Weizhi-Zhong / IP_LAP

CVPR2023 talking face implementation for Identity-Preserving Talking Face Generation With Landmark and Appearance Priors
Apache License 2.0
637 stars 72 forks source link

train landmark generator #8

Open Gpwner opened 1 year ago

Gpwner commented 1 year ago

Hi,请问在训练landmark generator的时候,是需要手动停止吗?因为我看这个while循环的意思似乎没有break的逻辑:

https://github.com/Weizhi-Zhong/IP_LAP/blob/main/train_landmarks_generator.py#L303

如果是这样的话,请问给出的预训练模型是在训练到了多少个step才停下来的 、训练了多久呢 ?感谢。

Weizhi-Zhong commented 1 year ago

Hi~, thanks for your interest. The models are trained until the eval_L1_loss no longer decreases (about 6e-3). Under the default batchsize setting on a single RTX 3090, our model stopped at epoch 1837(610k iteration) with eval_L1_loss 5.866 e-3, using no more than one day. Training for the video renderer is similar. Train it until the FID no longer decrease (about 20).

yaleimeng commented 1 year ago

我训练的时候卡死了,长时间【经过了39小时都】没进度是怎么回事? Project_name: landmarkT5_d512_fe1024_lay4_head4 init dataset,filtering very short videos..... 100%|████████████████████████████████████████████████████████████████████████████████████████████████████████████████████████| 52/52 [00:00<00:00, 425.18it/s] complete,with available vids: 51

init dataset,filtering very short videos..... 100%|██████████████████████████████████████████████████████████████████████████████████████████████████████████████████████████| 8/8 [00:00<00:00, 433.37it/s] complete,with available vids: 8

0%| | 0/6 [00:00<?, ?it/s]
0%| | 0/6 [39:07:36<?, ?it/s]

Weizhi-Zhong commented 1 year ago

Hi, thanks for your interest. As can be seen, there are some continue statements in train_landmarks_generator.py. It aims to continue to find the next video if the landmarks or audio mel are missing for the current video. Thus, the reason may be that the --pre_audio_root or --landmarks_root argument is incorrect, resulting in a nonexistent landmark or audio path. You can debug it by printing some information before the continue statement.

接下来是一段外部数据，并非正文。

Issue #1965, opened 2025-04-18
[Feature Request] add update for Map and hashmap


FlyCloudC:
```moonbit
pub fn update[K, V](self : T[K, V], f : (V?) -> V)
```

Like `get_or_init`, saves one hash computation.

PR #1998, opened 2025-04-24
implement Iter::group_by

### LINKED ISSUE #1201: provide Iter::group_by

juliano:
Fixes #1201

### DIFF
--- a/builtin/iter_test.mbt
+++ b/builtin/iter_test.mbt
@@ -811,14 +811,12 @@ test "group_by with strings" {
   let iter = ["apple", "avocado", "banana", "cherry", "blueberry"].iter()
   let grouped = iter.group_by(fn(s) { s[0] })
   let result = grouped.map(fn(g) { (g.0, g.1.collect()) }).collect()
-  let a_group = result.filter(fn(item) { item.0 == 'a' }).unsafe_get(0)
-  let b1_group = result.filter(fn(item) { item.0 == 'b' }).unsafe_get(0)
-  let c_group = result.filter(fn(item) { item.0 == 'c' }).unsafe_get(0)
-  let b2_group = result.filter(fn(item) { item.0 == 'b' }).unsafe_get(1)
-  assert_eq!(a_group.1, ["apple", "avocado"])
-  assert_eq!(b1_group.1, ["banana"])
-  assert_eq!(c_group.1, ["cherry"])
-  assert_eq!(b2_group.1, ["blueberry"])
+  assert_eq!(result, [
+    ('a', ["apple", "avocado"]),
+    ('b', ["banana"]),
+    ('c', ["cherry"]),
+    ('b', ["blueberry"]),
+  ])
 }
 
 ///|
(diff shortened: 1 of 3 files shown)


builtin/iter_test.mbt
```diff
@@ -748,3 +748,88 @@ test "Float::until negative step" {
...
+    Person::{ name: "Eve", age: 30 },
+  ].iter()
+  let grouped = people.group_by(fn(p) { p.age })
+  let groups = grouped
+    .map(fn(g) { (g.0, g.1.map(fn(p) { p.name }).collect()) })
+    .collect()
+  assert_eq!(groups, [
+    (25, ["Alice", "Bob"]),
+    (30, ["Charlie"]),
+    (35, ["Dave"]),
```
hackwaly, line 832: Why there's two `30`? It's not expected from users.

juliano: It's the same principle as the test above, it's generating a new group every time the value of the key function changes.

peter-jerry-ye (commented):
I have doubt about the type signature. I'm not quite sure whether we should have `Iter` inside `Iter`. It looks kind of weird to me. Maybe `Iter[(Key, Array[Value])]` is enough. I'm also not certain with the semantics. Are we expecting `group_by` to be an iterator that merges the adjacent items or are we expecting it to group everything visited, in which case we should have `Map[Key, Array[Value]]` as result.

hackwaly:
I think `Map[Key, Array[Value]]` make sense

juliano:
[This one was my reference](https://docs.python.org/3/library/itertools.html#itertools.groupby) for the implementation, but I probably should've questioned beforehand :)

peter-jerry-ye:
What I had in mind was
- this: https://learn.microsoft.com/en-us/dotnet/csharp/linq/standard-query-operators/grouping-data
- and this: https://docs.oracle.com/en/java/javase/22/docs/api/java.base/java/util/stream/Collectors.html#groupingBy(java.util.function.Function)

Seems we all have different understanding of what `group by` means

juliano:
It was actually my initial thought, but after reading a bit about iterators, that approach made sense.

No problem though, will come up with the new version soon

peter-jerry-ye:
FTR

The original implementation may be renamed with a more proper name such as:
- https://docs.rs/itertools/latest/itertools/trait.Itertools.html#method.chunk_by
- https://clojuredocs.org/clojure.core/partition-by
- https://ruby-doc.org/3.4.1/Enumerable.html#method-i-chunk

Though some uses `group_by`:
- https://hackage.haskell.org/package/base-4.21.0.0/docs/Data-List.html#v:groupBy
- https://docs.python.org/3/library/itertools.html#itertools.groupby

Also notice that
- `chunk` are usually considered as split into containers that has the fixed size
- `partition` are usually considered as splitting into 2

peter-jerry-ye (approved):
For better performance, we may need #1965

juliano:
> FTR
> 
> The original implementation may be renamed with a more proper name such as:
> 
> * https://docs.rs/itertools/latest/itertools/trait.Itertools.html#method.chunk_by
> * https://clojuredocs.org/clojure.core/partition-by
> * https://ruby-doc.org/3.4.1/Enumerable.html#method-i-chunk
> * https://hexdocs.pm/elixir/1.12/Enum.html#chunk_by/2
> 
> Though some uses `group_by`:
> 
> * https://hackage.haskell.org/package/base-4.21.0.0/docs/Data-List.html#v:groupBy
> * https://docs.python.org/3/library/itertools.html#itertools.groupby
> 
> Also notice that
> 
> * `chunk` are usually considered as split into containers that has the fixed size
> * `partition` are usually considered as splitting into 2

It seems to me that either `partition_by` and `chuck_by` are appropriate. Any preferences @peter-jerry-ye @hackwaly ?

hackwaly (approved):

hackwaly:
We approved on `group_by`. If this PR add `chunk_by`, it should not fix #1201

I suggest that make an separated PR for `chunk_by`.

peter-jerry-ye:
Can we keep the `group_by` for this PR and have `chunk_by` in another PR? I still have some doubt about the signature.

juliano:
> Can we keep the `group_by` for this PR and have `chunk_by` in another PR? I still have some doubt about the signature.

Done! https://github.com/moonbitlang/core/pull/2029

PR #2000, opened 2025-04-25
feat(stringview): add @buffer.write_stringview

tonyfettes:


buffer/buffer.mbt
```diff
@@ -673,6 +673,18 @@ pub impl Logger for T with write_substring(
...
+  let len = value.length()
+  self.grow_if_necessary(self.len + len * 2)
+  for i = 0, j = self.len; i < len; i = i + 1, j = j + 2 {
+    let c = value.unsafe_charcode_at(i).reinterpret_as_uint()
+    self.data[j] = (c & 0xff).to_byte()
+    self.data[j + 1] = (c >> 8).to_byte()
+  }
+  self.len += len * 2
+}
+
```
tonyfettes, line 687: I have to copy the code from FixedArray::blit_from_string here, as it is not possible to add a FixedArray::blit_from_stringview b/c of the cyclic depdency of `@builtin` and `@string`.

Issue #2002, opened 2025-04-25
@FlyCloudC can we use `prev = -1` for None to improve performance a little bit more


bobzhang:
@FlyCloudC can we use `prev = -1` for None to improve performance a little bit more

_Originally posted by @bobzhang in https://github.com/moonbitlang/core/issues/1984#issuecomment-2829571021_

Yu-zh:
close as completed in #2004

PR #2004, opened 2025-04-25
refactor(linked_hash_map): change type of prev and tail to Int

FlyCloudC:
Reference: #2002 

use `prev = -1` for None to improve performance a little bit more

### DIFF
--- a/builtin/linked_hash_map.mbt
+++ b/builtin/linked_hash_map.mbt
@@ -15,7 +15,7 @@
 ///|
 // Types
 priv struct Entry[K, V] {
-  mut prev : Int?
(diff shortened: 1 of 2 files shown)


hackwaly:
We already have this optimization at the compiler level.

hackwaly:
We have similar optimization at compiler level, but for Char, Byte etc. So it make sense.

Another reason may be that the batchsize is so large that the data can't be loaded into your machine. Try to decrease the batchsize according to your GPU memory.

The training for video renderer is similar. Hope this helps you~

yaleimeng commented 1 year ago

谢谢。确实是声音特征提取异常,mel()不需要参数却给了两个参数。被我忽略了。
调整依赖包的版本之后已经解决。

acolasialiuliu commented 6 months ago

谢谢。确实是声音特征提取异常,mel()不需要参数却给了两个参数。被我忽略了。 调整依赖包的版本之后已经解决。

请问,那个筛选短视频,直接给我筛选没了,是改哪儿哇

yaleimeng commented 6 months ago

应该是修改Dataset类的init()函数吧。 我看里面有相关的语句。@acolasialiuliu

acolasialiuliu commented 6 months ago

应该是修改Dataset类的init()函数吧。 我看里面有相关的语句。@acolasialiuliu

我修改了min_len 为0,然后音频和landmask全部读取了,但是训练都是0
图片

KelvinHuang66 commented 4 months ago

check your filelist/train.txt&test.txt

sunjian2015 commented 4 months ago

I use LRS2 dataset to train landmark model, but the loss does not decrease, above 0.006, who can tell me why? And, eval_velocity_loss will increase in the later stages of training.